▸ PROBLEM TO WORK ON
All lines below containing "caused" are to be listed.

★ ★ ★

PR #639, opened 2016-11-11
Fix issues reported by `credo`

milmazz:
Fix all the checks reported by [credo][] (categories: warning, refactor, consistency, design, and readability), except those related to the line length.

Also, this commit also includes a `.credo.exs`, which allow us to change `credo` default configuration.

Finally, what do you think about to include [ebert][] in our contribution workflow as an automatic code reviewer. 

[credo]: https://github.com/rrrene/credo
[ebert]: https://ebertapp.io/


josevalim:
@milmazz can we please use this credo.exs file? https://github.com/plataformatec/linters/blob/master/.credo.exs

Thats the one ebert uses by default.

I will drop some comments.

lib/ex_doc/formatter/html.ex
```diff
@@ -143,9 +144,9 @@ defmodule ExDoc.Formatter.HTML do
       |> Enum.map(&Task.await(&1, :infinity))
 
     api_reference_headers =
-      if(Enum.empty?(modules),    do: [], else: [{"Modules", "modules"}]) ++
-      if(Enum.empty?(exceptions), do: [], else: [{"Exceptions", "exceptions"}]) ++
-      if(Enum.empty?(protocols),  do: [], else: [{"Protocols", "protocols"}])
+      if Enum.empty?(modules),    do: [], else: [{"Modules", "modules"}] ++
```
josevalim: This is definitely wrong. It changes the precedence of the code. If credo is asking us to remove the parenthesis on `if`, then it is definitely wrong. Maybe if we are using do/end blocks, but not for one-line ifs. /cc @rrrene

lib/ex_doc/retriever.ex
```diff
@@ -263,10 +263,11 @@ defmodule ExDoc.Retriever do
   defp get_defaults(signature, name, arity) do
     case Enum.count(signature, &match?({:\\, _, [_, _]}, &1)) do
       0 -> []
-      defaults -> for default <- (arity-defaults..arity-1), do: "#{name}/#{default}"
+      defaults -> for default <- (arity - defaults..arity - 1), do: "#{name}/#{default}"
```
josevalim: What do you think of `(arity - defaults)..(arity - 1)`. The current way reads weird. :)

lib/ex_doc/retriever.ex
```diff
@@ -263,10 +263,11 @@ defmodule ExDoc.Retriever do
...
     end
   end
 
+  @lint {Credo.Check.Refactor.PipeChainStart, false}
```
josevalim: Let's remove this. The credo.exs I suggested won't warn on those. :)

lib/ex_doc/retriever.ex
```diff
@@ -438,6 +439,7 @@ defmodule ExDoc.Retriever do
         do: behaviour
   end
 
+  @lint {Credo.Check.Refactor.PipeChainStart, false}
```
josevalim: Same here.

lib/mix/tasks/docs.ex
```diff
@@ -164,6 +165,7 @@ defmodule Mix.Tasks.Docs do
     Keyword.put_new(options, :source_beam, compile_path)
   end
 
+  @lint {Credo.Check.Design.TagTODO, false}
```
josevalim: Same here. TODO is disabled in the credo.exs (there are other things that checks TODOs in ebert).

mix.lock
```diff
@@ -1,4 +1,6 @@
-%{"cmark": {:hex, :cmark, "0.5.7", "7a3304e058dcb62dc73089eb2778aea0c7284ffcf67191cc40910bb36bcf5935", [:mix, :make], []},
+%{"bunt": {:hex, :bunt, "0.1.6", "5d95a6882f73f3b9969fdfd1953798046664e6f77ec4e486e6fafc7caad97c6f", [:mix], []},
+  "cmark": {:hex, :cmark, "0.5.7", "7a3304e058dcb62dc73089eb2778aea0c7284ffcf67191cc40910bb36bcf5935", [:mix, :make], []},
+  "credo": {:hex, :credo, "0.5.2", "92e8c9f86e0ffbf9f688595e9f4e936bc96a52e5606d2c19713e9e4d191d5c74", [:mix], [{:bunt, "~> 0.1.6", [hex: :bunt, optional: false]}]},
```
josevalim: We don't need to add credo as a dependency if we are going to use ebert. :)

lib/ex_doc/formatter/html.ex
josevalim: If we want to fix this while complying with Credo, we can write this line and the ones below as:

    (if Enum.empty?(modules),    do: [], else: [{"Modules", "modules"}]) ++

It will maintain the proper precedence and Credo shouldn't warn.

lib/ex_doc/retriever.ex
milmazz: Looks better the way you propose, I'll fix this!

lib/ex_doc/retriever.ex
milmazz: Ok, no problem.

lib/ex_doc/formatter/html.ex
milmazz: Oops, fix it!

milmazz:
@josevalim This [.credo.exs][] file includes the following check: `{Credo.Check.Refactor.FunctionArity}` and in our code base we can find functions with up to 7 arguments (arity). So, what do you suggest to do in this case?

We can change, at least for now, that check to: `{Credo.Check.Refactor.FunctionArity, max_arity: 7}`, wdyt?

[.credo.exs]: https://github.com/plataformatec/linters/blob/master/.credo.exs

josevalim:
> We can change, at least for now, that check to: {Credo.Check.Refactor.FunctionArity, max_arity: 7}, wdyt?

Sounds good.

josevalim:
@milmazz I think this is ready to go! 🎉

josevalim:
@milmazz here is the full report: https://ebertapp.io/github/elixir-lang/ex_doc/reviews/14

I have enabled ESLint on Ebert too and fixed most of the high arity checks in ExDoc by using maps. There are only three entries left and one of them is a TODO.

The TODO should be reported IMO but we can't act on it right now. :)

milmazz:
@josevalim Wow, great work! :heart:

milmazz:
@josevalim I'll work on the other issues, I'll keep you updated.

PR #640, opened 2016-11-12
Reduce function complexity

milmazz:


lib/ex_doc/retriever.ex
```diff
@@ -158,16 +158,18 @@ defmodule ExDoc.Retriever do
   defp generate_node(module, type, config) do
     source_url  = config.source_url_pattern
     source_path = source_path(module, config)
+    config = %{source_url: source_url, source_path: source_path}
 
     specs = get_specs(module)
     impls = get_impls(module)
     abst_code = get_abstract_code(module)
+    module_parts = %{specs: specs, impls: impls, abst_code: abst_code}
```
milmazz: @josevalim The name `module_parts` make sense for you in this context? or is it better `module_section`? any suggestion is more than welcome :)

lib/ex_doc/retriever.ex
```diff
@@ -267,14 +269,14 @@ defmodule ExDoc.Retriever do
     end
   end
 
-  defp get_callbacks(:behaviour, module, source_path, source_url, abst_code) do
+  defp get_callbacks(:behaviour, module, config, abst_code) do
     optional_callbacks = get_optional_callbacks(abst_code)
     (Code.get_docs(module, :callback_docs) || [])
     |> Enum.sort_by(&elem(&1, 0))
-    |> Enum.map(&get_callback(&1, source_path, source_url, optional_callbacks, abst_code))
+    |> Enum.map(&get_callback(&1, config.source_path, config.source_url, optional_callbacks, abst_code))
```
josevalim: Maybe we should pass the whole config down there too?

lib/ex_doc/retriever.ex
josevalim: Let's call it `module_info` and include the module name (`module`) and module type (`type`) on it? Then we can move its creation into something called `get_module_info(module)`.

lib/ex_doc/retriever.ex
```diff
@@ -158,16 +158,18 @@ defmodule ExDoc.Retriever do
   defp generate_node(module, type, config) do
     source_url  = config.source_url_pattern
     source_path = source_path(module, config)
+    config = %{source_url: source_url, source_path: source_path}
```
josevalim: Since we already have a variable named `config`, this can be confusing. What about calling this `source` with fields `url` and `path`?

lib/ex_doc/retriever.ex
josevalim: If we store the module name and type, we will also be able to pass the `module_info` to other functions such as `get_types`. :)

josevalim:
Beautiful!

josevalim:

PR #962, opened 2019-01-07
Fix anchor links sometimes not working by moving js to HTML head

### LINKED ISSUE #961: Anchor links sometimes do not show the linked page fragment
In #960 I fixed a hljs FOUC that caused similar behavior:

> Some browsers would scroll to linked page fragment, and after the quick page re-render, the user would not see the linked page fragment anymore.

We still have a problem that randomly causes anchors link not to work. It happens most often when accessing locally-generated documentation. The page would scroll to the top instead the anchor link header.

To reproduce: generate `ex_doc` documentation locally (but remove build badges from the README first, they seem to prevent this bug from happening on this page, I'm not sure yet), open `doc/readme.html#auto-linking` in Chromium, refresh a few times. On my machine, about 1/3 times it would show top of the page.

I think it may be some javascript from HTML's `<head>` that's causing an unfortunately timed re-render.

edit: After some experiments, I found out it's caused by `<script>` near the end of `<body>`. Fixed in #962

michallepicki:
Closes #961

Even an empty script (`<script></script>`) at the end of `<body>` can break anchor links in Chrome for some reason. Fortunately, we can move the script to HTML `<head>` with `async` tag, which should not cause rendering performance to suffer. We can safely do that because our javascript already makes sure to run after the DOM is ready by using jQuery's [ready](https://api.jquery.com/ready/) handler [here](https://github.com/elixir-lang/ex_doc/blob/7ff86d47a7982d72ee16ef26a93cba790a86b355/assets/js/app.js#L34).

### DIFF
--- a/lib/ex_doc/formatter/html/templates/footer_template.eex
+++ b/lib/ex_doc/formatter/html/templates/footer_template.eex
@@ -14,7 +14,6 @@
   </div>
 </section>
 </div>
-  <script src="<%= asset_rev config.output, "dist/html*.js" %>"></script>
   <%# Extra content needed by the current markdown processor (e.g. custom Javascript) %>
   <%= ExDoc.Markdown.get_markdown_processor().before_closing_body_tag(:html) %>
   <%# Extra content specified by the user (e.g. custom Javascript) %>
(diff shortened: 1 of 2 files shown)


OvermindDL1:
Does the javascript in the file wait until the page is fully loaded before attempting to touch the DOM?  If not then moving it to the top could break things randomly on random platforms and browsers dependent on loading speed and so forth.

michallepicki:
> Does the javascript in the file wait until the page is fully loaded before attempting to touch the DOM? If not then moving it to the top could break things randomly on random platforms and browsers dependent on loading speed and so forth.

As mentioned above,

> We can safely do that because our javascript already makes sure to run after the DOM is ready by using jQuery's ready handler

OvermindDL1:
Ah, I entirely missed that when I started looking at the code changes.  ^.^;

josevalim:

★ ★ ★

▸ WRITTEN RESPONSE
In #960 I fixed a hljs FOUC that caused similar behavior:
edit: After some experiments, I found out it's caused by `<script>` near the end of `<body>`. Fixed in #962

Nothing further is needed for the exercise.